__ABOUT THIS EXERCISE__.
For the data below, give the number of lines containing "fork" and nothing more.

__TASK MATERIAL__.
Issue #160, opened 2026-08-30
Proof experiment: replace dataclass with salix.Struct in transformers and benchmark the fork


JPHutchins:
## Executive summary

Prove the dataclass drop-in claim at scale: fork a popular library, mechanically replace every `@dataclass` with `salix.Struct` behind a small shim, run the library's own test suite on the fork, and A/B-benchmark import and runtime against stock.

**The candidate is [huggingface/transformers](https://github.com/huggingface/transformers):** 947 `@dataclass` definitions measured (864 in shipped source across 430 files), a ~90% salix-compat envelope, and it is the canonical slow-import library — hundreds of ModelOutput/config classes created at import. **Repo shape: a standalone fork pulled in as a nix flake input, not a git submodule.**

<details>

__RESULT BELOW__.
3